[Python-Dev] The iterator story
Oren Tirosh
oren-py-d@hishome.net
Sat, 20 Jul 2002 09:28:57 -0400
On Fri, Jul 19, 2002 at 04:22:26PM -0700, Neil Schemenauer wrote:
> Neal Norwitz wrote:
> > In what context? Were you iterating over a file or something else?
> > I'm wondering if this is a problem, perhaps pychecker could generate
> > a warning?
>
> I was switching between implementing something as a generator and
> returning a list. I was curious why I was getting different behavior
> until I realized I was iterating over the result twice. I don't
> think pychecker could warn about such a bug.
That's the scenario that bit me too. For me it was a little more difficult
to find because it was wrapped in a few layers of chained transformations.

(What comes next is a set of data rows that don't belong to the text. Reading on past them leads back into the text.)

PR #649, opened 2022-01-31
Add catalog-namespace flag to template app

rossf7:
Follow up to https://github.com/giantswarm/giantswarm/issues/19941

> If the Catalog CR is not in the default namespace you need to set the catalog namespace to the organization namespace where it is stored. This can be done using kubectl gs template app.

I somehow missed in testing that this flag didn't exist yet. Getting it sorted.


MarcelMue (approved):
Makes sense to me.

I can't tell by the last element in the chain whether the first one is
re-iterable or not.
One approach to solve this is Ka-Ping Yee's proposal to specify in advance
whether you are expecting an iterator or a re-iterable container using
either 'for x in y' or 'for x from y'. I don't think this will work.
There's already too much code that uses for x in y where y is an iterator.
Another problem is that a transformation shouldn't care whether its upstream
source is an iterator or an iterable - it's a generic reusable building
block.
My suggestion (which was rejected by Guido) was to raise an error when an
iterator's .next() method is called afer it raises StopIteration. This
way, if I try to iterate over the result again at least I'll get and error
like "IteratorExhaustedError" instead something that is indistinguishable
from an iterator of an empty container. I hate silent errors.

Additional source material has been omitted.